What you should do: Copy the records. Keep every line exactly as it is.

== Material shown

PR #1792, opened 2022-11-30
perf: reduce number of native calls from fetch.body

anonrig:
This pull request includes 2 changes around improving the performance:

1. Each `Buffer.byteLength` makes a C++ call. If we concat them and then calculate pass it to ByteLength, it is faster.

2. `toLowerCase()` is a slow method. That's why I divided the if statement into 2 parts.

### DIFF
--- a/lib/fetch/body.js
+++ b/lib/fetch/body.js
@@ -151,22 +151,18 @@ function extractBody (object, keepalive = false) {
         if (typeof value === 'string') {
           bodyLength +=
             prefixLength +
-            Buffer.byteLength(`; name="${escape(normalizeLinefeeds(name))}"`) +
-            Buffer.byteLength(`\r\n\r\n${normalizeLinefeeds(value)}\r\n`)
+            Buffer.byteLength(`; name="${escape(normalizeLinefeeds(name))}"\r\n\r\n${normalizeLinefeeds(value)}\r\n`)
         } else {
           bodyLength +=
             prefixLength +
-            Buffer.byteLength(`; name="${escape(normalizeLinefeeds(name))}"`) +
-            (value.name ? Buffer.byteLength(`; filename="${escape(value.name)}"`) : 0) +
+            Buffer.byteLength(`; name="${escape(normalizeLinefeeds(name))}"` + (value.name ? `; filename="${escape(value.name)}"` : '')) +
             2 + // \r\n
             `Content-Type: ${
               value.type || 'application/octet-stream'
             }\r\n\r\n`.length
 
-          // value is a Blob or File
-          bodyLength += value.size
-
-          bodyLength += 2 // \r\n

====

Answer to the exercise:
PR #1792, opened 2022-11-30
perf: reduce number of native calls from fetch.body

anonrig:
This pull request includes 2 changes around improving the performance:

1. Each `Buffer.byteLength` makes a C++ call. If we concat them and then calculate pass it to ByteLength, it is faster.

2. `toLowerCase()` is a slow method. That's why I divided the if statement into 2 parts.

### DIFF
--- a/lib/fetch/body.js
+++ b/lib/fetch/body.js
@@ -151,22 +151,18 @@ function extractBody (object, keepalive = false) {
         if (typeof value === 'string') {
           bodyLength +=
             prefixLength +
-            Buffer.byteLength(`; name="${escape(normalizeLinefeeds(name))}"`) +
-            Buffer.byteLength(`\r\n\r\n${normalizeLinefeeds(value)}\r\n`)
+            Buffer.byteLength(`; name="${escape(normalizeLinefeeds(name))}"\r\n\r\n${normalizeLinefeeds(value)}\r\n`)
         } else {
           bodyLength +=
             prefixLength +
-            Buffer.byteLength(`; name="${escape(normalizeLinefeeds(name))}"`) +
-            (value.name ? Buffer.byteLength(`; filename="${escape(value.name)}"`) : 0) +
+            Buffer.byteLength(`; name="${escape(normalizeLinefeeds(name))}"` + (value.name ? `; filename="${escape(value.name)}"` : '')) +
             2 + // \r\n
             `Content-Type: ${
               value.type || 'application/octet-stream'
             }\r\n\r\n`.length
 
-          // value is a Blob or File
-          bodyLength += value.size
-
-          bodyLength += 2 // \r\n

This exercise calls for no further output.